**Your goal:**
Which of the lines below include the word "Thanks"? Pull each one out.

**Extracted material:**
....................
PR #30, opened 2020-11-06
Generic abstractions for virtio devices and the MMIO transport

alexandruag:
This PR proposes generic abstractions for virtio devices and the MMIO transport in particular (the aim is to add PCI support as well at some point). We first redefine the `VirtioDevice` trait, which contains methods required to support interactions that happen at the transport level. The following commit defines `VirtioMmioDevice`, which provides default implementations (based on the functionality from `VirtioDevice`) for reads and writes to the registers/configuration space of a virtio device that uses the MMIO transport. Finally, the last commit introduces the `VirtioConfig`, `WithVirtioConfig`, and `WithDeviceOps` helper abstractions, which are used to provide automatic implementations of the previous traits.

There are more details present in the code comments. This [commit](https://github.com/alexandruag/vm-virtio/commit/32f26359c6fa5996f62ae767115c793f43ab78af#diff-060bce9da11057f730f84bbc0e029eb859f54cc5e05b05bed48f5a8f1d4df524) contains a simple example of how the previous pieces fit together to simplify the implementation of virtio-over-MMIO functionality for a potential device. I'm working on a more complete example of an actual working device and will add it here as well once it's available. Looking forward to any feedback!


alexandruag:
[Here](https://github.com/alexandruag/vmm-reference/blob/block_rfc/src/devices/src/virtio/block/device.rs)'s a better example of how the previously mentioned abstractions can be used as part of a block device implementation.

src/devices/mmio.rs
```diff
@@ -0,0 +1,199 @@
...
+                        warn!("unknown virtio mmio register read: 0x{:x}", offset);
+                        return;
+                    }
+                };
+                // This cannot panic, because we checked that `data.len() == 4`.
+                data.copy_from_slice(v.to_le_bytes().as_ref());
+            }
+
+            // TODO: The standard specifies that configuration space size is device specific, so
+            // we might want to express that via the trait instead of hard coding the current
```
aghecenco, line 114: +1. It can have a const fn and default implementation, not a big change, and would be neater.

src/devices/mmio.rs
```diff
@@ -0,0 +1,199 @@
...
+            // arbitrary ceiling.
+            // It's ok to use `as` here because `offset` always fits into an `usize` in this case.
+            0x100..=0xfff => self.read_config(offset as usize - 0x100, data),
```
aghecenco, line 117: According to the spec: `Device-specific configuration space starts at the offset 0x100 and is accessed with byte alignment.`
Admittedly, `byte alignment` is a weird phrase but looking next door, qemu interprets this as `only byte, word or dword accesses are allowed` ([code](https://github.com/qemu/qemu/blob/c8e5c4b246584da36694a3c259a7dbb8a7e7b1f3/hw/virtio/virtio-mmio.c#L113)). I think this makes sense and we should do the same check, WDYT?

slp:
I like both the design and the implementation. :+1:

src/devices/mmio.rs
rbradford: The byte alignment here means you're not restricted to only accessing it at a word,dword or qword granularity. i.e. you can access it however you like so there is no check you can make.

alexandruag:
Thanks for the comments everyone! I'll address them and turn this into a regular PR over the following days.

src/lib.rs
```diff
@@ -14,10 +14,10 @@ extern crate log;
 extern crate vm_memory;
 extern crate vmm_sys_util;
 
-mod device;
+mod devices;
 mod queue;
 
-pub use self::device::*;
+pub use self::devices::*;
```
andreeaflorescu: I think that queues and devices are conceptually different and can be used independently (at least the queues). For this reason, what do you say about exporting the modules directly instead of `pub use`?

My general thinking when using flattened vs non-flattened exports is that flattened exports are to be used when the modules are there just to provide a structural separation, and not a logical one.

**Structural separation**: If everything would be in one module, than the module would be to big, and thus the code becomes hard to follow, hence we are splitting it in multiple modules. This artificial separation is hidden from the end user by exporting everything flattened.
**Logical separation**: separate concepts are split between logical modules.

src/devices/mmio.rs
```diff
@@ -0,0 +1,199 @@
...
+// TODO: Crosvm was using 0 here a while ago, and Firecracker started doing that as well. Should
+// we leave it like that, or should we use the VENDOR_ID value for PCI Virtio devices? It looks
+// like the standard doesn't say anything regarding an actual VENDOR_ID value for MMIO devices.
+const VENDOR_ID: u32 = 0;
+
+// Helper function that runs the provided closure to mutate the currently selected queue of
+// a `VirtioDevice`, provided the status check is successful.
+// TODO: This function and its uses will likely have to be updated when we start offering
+// packed virtqueue support as well.
+fn update_queue_field<M, D, F>(device: &mut D, f: F)
```
andreeaflorescu, line 32: I deeply dislike these kind of functions that don't belong to any object :(

andreeaflorescu (commented):
I just looked briefly over the interfaces. I'll do an in-depth review of the implementation when this is not longer an RFC.

I find the `WithDriverSelection` a bit too strange. I believe we can work on improving the readability of that code by providing a better abstraction (that is in case I understood correctly what you're trying to achieve with it).

Otherwise, the PR LGTM.

src/devices/mmio.rs
alexandruag: On second though, the effective size of the configuration space is actually variable depending on selected features, so I would keep the static upper bound and update TODO for now to think a bit more about this. Ultimately, each specific implementation of `read/write_config` takes care of validations, etc.

src/devices/virtio_config.rs
```diff
@@ -0,0 +1,248 @@
...
+/// An object that provides a common virtio device configuration representation. It is not part
+/// of the main `vm-virtio` set of interfaces, but rather can be used as a helper object in
+/// conjunction with the `WithVirtioConfig` trait (provided in the same module), to enable the
+/// automatic implementation of other traits such as `VirtioDevice` and `WithDriverSelect`.
+// Adding the `M` generic parameter that's also required by `VirtioDevice` for the time being.
+// The various members have `pub` visibility until we determine whether it makes sense to drop
+// this in favor of adding accessors.
+pub struct VirtioConfig<M: GuestAddressSpace> {
+    /// The set of features exposed by the device.
+    pub device_features: u64,
```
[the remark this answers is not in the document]
alexandruag: Yeah so like I mentioned in a previous comment, the driver can write a full 32-bit value when selecting a page, but then all the feature bits defined by the standard so far appear to fit within a `u64`. I'll use the simplification mentioned there if it sounds good.

src/devices/virtio_config.rs
```diff
@@ -0,0 +1,248 @@
...
+    // for devices that support multiple queues which might not all be configured/activated by
+    // the driver.
+    fn queues_valid(&self) -> bool {
+        self.virtio_config().queues.iter().all(Queue::is_valid)
+    }
+}
+
+/// Another helper trait, which (in conjunction with `WithVirtioConfig`) is used to provide
+/// automatic implementations of `VirtioDevice` and `WithDriverSelect`.
+pub trait WithDeviceOps {
```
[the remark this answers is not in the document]
alexandruag: Yeah so I don't know which name is best here, but at the same time I don't know if `DeviceStateUpdate` fits that well. We can think a bit more and just go with something in the end.

src/devices/virtio_config.rs
```diff
@@ -0,0 +1,248 @@
...
+    fn queue(&self, index: u16) -> Option<&Queue<M>> {
+        self.virtio_config().queues.get(usize::from(index))
+    }
+
+    fn queue_mut(&mut self, index: u16) -> Option<&mut Queue<M>> {
+        self.virtio_config_mut().queues.get_mut(usize::from(index))
+    }
+
+    fn num_feature_pages(&self) -> u32 {
+        // We use an `u64` to keep track of features within `VirtioConfig`.
```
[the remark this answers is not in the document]
alexandruag: This method might disappear, depending on the discussion around the previous comment about removing it.

alexandruag:
I've simplified `devices_features`/`driver_features` handling a bit (as per one of the previous comments) and added unit tests in a new, separate commit. I also removed the draft status from the PR. Thanks for all the comments so far and please take another look.

alexandruag:
Did another push that renames some of the helper traits in the fourth commit, uses `BorrowMut` to abstract access to a `VirtioConfig` object, and we're also setting the `event_idx` queue flag as part of feature acknowledgement for extra convenience.

src/device/mmio.rs
```diff
@@ -0,0 +1,355 @@
...
+                let v = match offset {
+                    0x0 => MMIO_MAGIC_VALUE,
+                    0x04 => MMIO_VERSION,
+                    0x08 => self.device_type(),
+                    0x0c => VENDOR_ID,
+                    0x10 => match self.device_features_select() {
+                        0 => self.device_features() as u32,
+                        1 => (self.device_features() >> 32) as u32,
+                        // No device features defined beyond the first two pages.
+                        _ => 0,
```
aghecenco, line 92: This can be tested too fairly easily if the `Dummy` device does `d.set_device_features_select(2)` before an MMIO read from offset `0x10`

src/device/mmio.rs
```diff
@@ -0,0 +1,355 @@
...
+                    0x24 => self.set_driver_features_select(v),
+
+                    // TODO: add warnings or signal some sort of event (depending on how we end up
+                    // implementing logging and metrics) for values that do not actually fit the
+                    // data type specified by the virtio standard (we simply use `as` conversion
+                    // for now).
+                    0x30 => self.set_queue_select(v as u16),
+                    0x38 => update_queue_field(self, |q| q.size = v as u16),
+                    0x44 => update_queue_field(self, |q| q.ready = v == 1),
+                    0x50 => self.queue_notify(v),
```
aghecenco, line 163: This is also rather easily testable if you override `fn queue_notify` for `Dummy` and force a write here.

src/device/mod.rs
```diff
@@ -0,0 +1,289 @@
...
+                }
+
+                // TODO: Bring this (and other feature definitions) to the vm-virtio crate proper.
+                // Using a local const temporarily until then.
+                const VIRTIO_F_RING_EVENT_IDX: u64 = 29;
+
+                // Set the appropriate configuration flag for all queues if we offered the
+                //`VIRTIO_F_RING_EVENT_IDX` feature and the driver acknowledged it.
+                if self.driver_features() & (1 << VIRTIO_F_RING_EVENT_IDX) != 0 {
+                    for i in 0..self.num_queues() {
```
aghecenco, line 146: I think there's a way to test this too with `Dummy` though I don't have the specifics.

aghecenco (approved):
I have some final nits and minor test enhancements that don't look too hard to add, but I think the PR is good to go as-is. Lack of proper documentation is my main note here, but that can wait until the crate is ready for publishing.

slp (dismissed):

slp:
LGTM. I think it can be merged once is rebased.

src/device/virtio_config.rs
```diff
@@ -0,0 +1,227 @@
...
+
+    fn read_config(&self, offset: usize, data: &mut [u8]) {
+        let config_space = &self.borrow().config_space;
+        let config_len = config_space.len();
+        if offset >= config_len {
+            error!("Failed to read from config space");
+            return;
+        }
+
+        // TODO: Are partial reads ok?
```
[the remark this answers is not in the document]
alexandruag: Sure, will add an issue immediately after this gets merged in the current form.

alexandruag (commented):
Addressed the latest comments and did a rebase.

aghecenco (approved):

src/device/mod.rs
```diff
@@ -0,0 +1,323 @@
...
+    pub const RESET: u8 = 0;
+    /// Indicates that the guest OS has found the device and recognized it as a valid
+    /// virtio device.
+    pub const ACKNOWLEDGE: u8 = 1;
+    /// Indicates that the guest OS knows how to drive the device.
+    pub const DRIVER: u8 = 2;
+    /// Indicates that something went wrong in the guest, and it has given up on the device.
+    /// This could be an internal error, or the driver didn’t like the device for some reason,
+    /// or even a fatal error during device operation.
+    pub const FAILED: u8 = 128;
```
jiangliu, line 48: Could we sort these consts by value?

slp (approved):

.buildkite/custom-pipeline.yml
```diff
@@ -0,0 +1,52 @@
...
+    commands:
+      - cargo build --release --features=backend-stdio
+    retry:
+      automatic: false
+    agents:
+      platform: x86_64.metal
+      os: linux
+    plugins:
+      - docker#v3.0.1:
+          image: "rustvmm/dev:v6"
```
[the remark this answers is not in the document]
alexandruag: Yeah it makes sense to do so; we can piggy back the update on another PR.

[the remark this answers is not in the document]
andreeaflorescu: I've opened an issue to update the rust-vmm-ci as well as it is super old: https://github.com/rust-vmm/vm-virtio/issues/34

I'll add a comment to also update the container version in the custom-pipeline.

src/device/mod.rs
alexandruag: They were initially written down in the order they are presented in the standard (i.e. in section 2.1), but we can def reorder them if it improves clarity & readability.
....................
**Answer space:**
Thanks for the comments everyone! I'll address them and turn this into a regular PR over the following days.
I've simplified `devices_features`/`driver_features` handling a bit (as per one of the previous comments) and added unit tests in a new, separate commit. I also removed the draft status from the PR. Thanks for all the comments so far and please take another look.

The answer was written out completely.